I'd like to think I was a pilot, that I flew one of the planes that drove themselves into ships for the glory and honour of dying for their country, but that just might be because I love flying.

I think I may have said this here; I don't care about people. I love the people I love, and the rest can go to hell. I'm outraged by the so-called war on terror, because I feel I should be, not because I actually am. No one I know has been impacted by it, and so I don't care. I don't care when people die, except to the extent that I worry it might be someone I care about, but I pretend to because its the human thing to do. I used to worry that I was sociopathic, because I recognised this pretending in myself, but there's not enough cruelty in me. Sociopaths tend to turn up early by setting dogs on fire or kicking kittens - cruelty to animals is one of the biggest warning signs. And I love most animals - even the ones I don't like - more than I love most people. (We have three dogs. I hate dogs, and I hate the ones we have, but at the same time, I love them. I also think I've said before that I don't make much sense, and I freely contradict myself. It drives some people nuts.)
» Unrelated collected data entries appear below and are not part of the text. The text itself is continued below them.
PR #4243, opened 2026-06-04
boxclk: use clockbg module in interface.html, fix day suffix

stweedo:
Bumps Box Clock to v0.14 for a watch-side date suffix fix. When suffixes were enabled, dates such as 1st, 2nd, 3rd, and 4th displayed correctly in the browser editor but not on the watch.

The editor now loads apps/clockbg/lib.js directly and renders clockbg previews through a small Bangle.js graphics shim. This removes the copied pattern list from interface.html, so new clockbg patterns like gradients can preview without updating Box Clock’s editor code.


thyttan:
Thanks!

PR #4250, opened 2026-06-09
[Notify] Update README with all options

RKBoss6:
Updated usage options in README to reflect new properties and formatting. I don't know when it was last updated, but was perusing through the code and noticed a bunch of properties that weren't in the readme docs.


bobrippling:
LGTM, thanks for the improvement!

PR #4252, opened 2026-06-17
runapptests.js: Workaround for incomplete emulator reset

halemmerich:
This works around the incomplete reset in `emu.factoryReset()` by a full re-init for every test run.

I have poked around in the emulator itself, but could not get it working correctly. This is a bit slower than it was, but at least the `Uncaught SyntaxError: Got [ERASED] expected EOF` errors seem to be gone for now. I think it is somehow related to the internal state of `Storage` that does not get fully reset on factory reset.

The tests do not run in this repo because no apps changed, but you can have a look at the actions output here: [https://github.com/halemmerich/BangleApps/actions/runs/27714695139/job/81984461701](https://github.com/halemmerich/BangleApps/actions/runs/27714695139/job/81984461701)

### DIFF
--- a/bin/runapptests.js
+++ b/bin/runapptests.js
@@ -423,13 +423,17 @@ function runTest(test, testState) {
         if (test.description)
           console.log(`"${test.description}`);
         console.log(`==============================`);
-        emu.factoryReset();
-        console.log("> SENDING APP "+test.app);
-        emu.tx(command);
-        if (verbose)
-          console.log("> SENT APP");
-        emu.tx("reset()\n");
-        console.log("> RESET");
+
+        emu.stopIdle();
+        return emu.init(EMU_OPTIONS).then(() => {
+          console.log("> SENDING APP " + test.app);
+          emu.tx(command);
+          if (verbose)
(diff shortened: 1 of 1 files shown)


bobrippling:
I'm afraid I don't know enough about the emulator - probably one for @gfwilliams

halemmerich:
This is essentially a workaround like #4160 . It is a bit less complex by just doing a complete new initialization of the whole emulator instead of adding logic for waiting for finished commands. I think that should be fixed in the emulators reset methods to prevent internal state surviving.
For now I have removed the testindex stuff from this PR to make this easy to revert when the emulator has been fixed. At least it gets the CI tests working again.

gfwilliams:
Yes - I guess ideally we'd fix `factoryReset`. I think the issue is that while sending `"reset()"` the emulator is still running the old code while characters are sent and interpreted, right until the point the command is run. I think ideally we'd export the `jswrap_interface_reset` function from the emulator, but until then if this solution works then great - after all it's just for tests so it's not goingto effect the end user

PR #635, opened 2015-05-06
Actually make the blog link internal, now it has internal navigation.

lewisgoddard:
On https://elementary.io/ the "Blog" link opens in a new tab.

On https://beta.elementary.io/branch/blog-internal/ the "Blog" link does not, as intended.

PR #638, opened 2015-05-07
Stop subdomain links opening in new tab

roryjs:
Fix regex matching. Stops blog.elementary.io opening in new tab.


lewisgoddard:
I think we prefer #635 since that eliminates the regex entirely.

Issue #634, opened 2015-05-06
Donate button for website besides the one for download


Thegoru:
Please add a visible donate button besides the one for when you download it (I would actually put the option of $0 available for the download button). Here is why, I did not donate at first (used the Custom = 0), since I wanted to try it first but after people see how awesome it is they will want to donate. You don't want to make people feeling like you are trying to trick them (especially us nerds).So it would be great if you add an option of $0 for the download and give people to opportunity to come back and donate by adding a visible donate option. Also, when you click on the donate button for the download to enter your credit card currently it says "Pay", I suggest changing that to "Donate". It just sounds better for public relations.

snwh:
But it's not a donate model. It's a pay-what-you-want model.

Thegoru:
You guys already have the funding option on "get involved - funding" for Patreon, I would just suggest at-least bringing that option the the main page for returning folks like me. For the download, the option of 0 should be there and visible, in my opinion since it is open source. For example in my case, I would not pay for a distro until I try it and see that I like it, which is what I did in this case and had to cancel the second download to pay for the awesome OS. I think there would be other people who would do that, too.  To summarize, there should be a visible option to come back and contribute (pay/donate) to the project without any hassle.

danrabbit:
Sorry OP, we're going to stick with making people type 0. We really on funding to keep elementary afloat. 

#624 is about adding Stripe (Credit and bitcoin) to the get involved/funding page.

We purposely don't use the word "Donate" because we're not a non-profit organization and we don't want to trick people into thinking we are. Your payments are not tax-deductible.

Thegoru:
I understand. I guess just adding that option for returning folks who did not pay initially would be nice without having to click the download button. 

Just for kicks and beyond, below is a suggestion on how to make people pay you (I just read your blog on the whole controversy with the pay-what-you-want model). I do believe you guys should get paid for the great work, hopefully without pissing off to many people. 

Remembering learning this in a class, make people feel like they are being watched to act just. Plato wrote about it, too. I think it could be applied to the open source software to increase contributions. Put some eyes on the download screen and add a 0 option or not? Could get creative with it. There is a lot of research that says it might work.

Here is an article about it:
http://www.scientificamerican.com/article/how-the-illusion-of-being-observed-can-make-you-better-person/

Thanks for the response!

PR #655, opened 2015-05-13
Add new 0$ button

maxrimue:
This has bothered me a bit when I downloaded elementary myself, I'm aware that you can click custom and then just type "0", but it might seem confusing for some other people. I think the goal of elementary is to be attractive to all kinds of users, and some might think that you have to donate for downloading elementary.
Also, I don't think this change would have an impact on how many people donate, as they should do it only if they want anyway.

### DIFF
--- a/index.php
+++ b/index.php
@@ -39,6 +39,7 @@
                             <?php
                         } else {
                             ?>
+                    <button id="amount-zero"        value="0"  class="small-button payment-button target-amount">0</button>
                     <button id="amount-five"        value="5"  class="small-button payment-button target-amount">5</button>
                     <button id="amount-ten"         value="10" class="small-button payment-button target-amount checked">10</button>
                     <button id="amount-twenty-five" value="25" class="small-button payment-button target-amount">25</button>


lewisgoddard:
Seeing as less than half of our downloads come through the site anyway, and more than 99% are currently not paying on the site, I don't think this is as confusing as you think. If more than 99% of people understand how to do it, then that's actually some pretty damn good UI. On the other hand, this change of actively _not_ contributing, rather than having the default of nothing, has nearly doubled the amount of people paying for their download, which has further has enabled elementary to place over $15,000 on bug bounties, a vast majority of which has been claimed already.

The design decisions behinds this have been previously explained in the blog post [Payments (Or, Why we make you type “$0”)](http://blog.elementary.io/post/110645528530/payments), with a follow-up post on our spending detailed in a [thank you](http://blog.elementary.io/post/118806943356/thank-you-everyone) post.

lewisgoddard:
Functionally, the code is sound. It will add a `$ 0` button to the left of existing buttons, keeping the left-to-right increment, with correct styles and logic applied. The `$ 10` button will remain the default selection.

I am going to mark this as "Needs Design" since that is not my area to make a final decision in.

maxrimue:
@lewisgoddard 99% of the people downloading it are not paying, this doesn't mean that everyone who wants to download it really does it after all.
Having read the post you linked, I can only agree that probably more people donate when you make it easier to donate, or highlight the option of donating. However, only those people who want to donate will donate anyway, others will type "0" or leave, and since this PR doesn't remove these buttons with pre-defined values, I don't think this has any impact on the donations.

lewisgoddard:
As I said, final decision will go to the design team. Here's a screenshot for reference on how the page looks on load.
screenshot from 2015-05-13 12 32 45

maxrimue:
@lewisgoddard Thanks

KeitIG:
Well, I agree if the 10$ button is selected by default.

But of course, all the debate is about "should the user write '0' to download Freya for free ?". There was long discussions about that.

maxrimue:
@KeitIG Well, I wouldn't remove the other buttons and such as well, I get the reason why it is how it is now, but adding the 0$ button, while not removing another button nor setting another one as the new default, I guess it wouldn't change the behaviour of the users that want to download elementary. Instead, seeing it's okay if you click "0$" might get more people to download it, as I said, there are maybe some that aren't downloading it because of the missing option of 0$.

I'd actually be interested in some stats on how many people click the download button with the 10$ selected, but then leave the site without downloading.

lewisgoddard:
@maxrimue Unfortunately, we're not currently collecting stats on how many people click the download button, nor whether or not they exit.

cassidyjames:
We've had lengthy discussions about this topic. In the post Lewis linked, we explicitly explain why we moved to a model of typing $0, and that still applies.

lewisgoddard:
#634 is an issue about this with some discussion from our design lead, @danrabbit, in addition to the following posts:
http://blog.elementary.io/post/110645528530/payments
http://blog.elementary.io/post/118806943356/thank-you-everyone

Anyway, tangent aside... I don't care. About people, about death, about just about anything except what I do care about.

So it took me by surprise, my senior year of high school, when I finally managed to land a Japanese class and we watched a video about Hiroshima, and the bombs America dropped on them. On citizens, whose only crime was good weather, and being Japanese.

I cried - openly, in the middle of class - when the museum showed a school uniform from a local elementary school.

An elementary school.

It wasn't even a complete uniform, but the scraps they'd salvaged were all they'd found.

Nothing - not the War on Terror, not the 9/11 attacks, NOTHING - has horrified or disgusted me as much as what America did to those two cities by dropping those bombs.

So I might not have been a pilot; I might have been one of those kids whose uniforms they didn't find.

I could have been a woman who was just hanging out the laundry to dry, or a man on his way to work.

But I know, deep down, that I was there.

And in this life?

I want to go back. My every thought for the past fifteen years has been bent on traveling the world, getting out of America and seeing what I can, learning everything there is to learn.

And then settling down somewhere in Japan. Because I once thought I could be happy anywhere, but then I realised I'm not happy away from sea level. And then I decided I had to live on an island. So, Japan, England, Hawaii, the Philippines, all viable choices.

But the more I considered it, the more I knew.

It had to be Japan.

I could be happy somewhere else for a time, but I know that my heart would always yearn to be somewhere else, and it came as a revelation one day.

Japan was the home of my heart.

I've been reading the blog posts of a friend who's spent time there and regrets leaving, and I'm friends with another girl who went for a year as a transfer student in college and ended up staying.

I know that once I set foot on that soil, I'll be home.

I look into the setting sun, and I know that if I keep walking, my feet will carry me west. I look, and I know that across the continent and past the ocean, into the west, I will find my home.

All exiles carry a map in their hearts that leads the way home. Mine points west.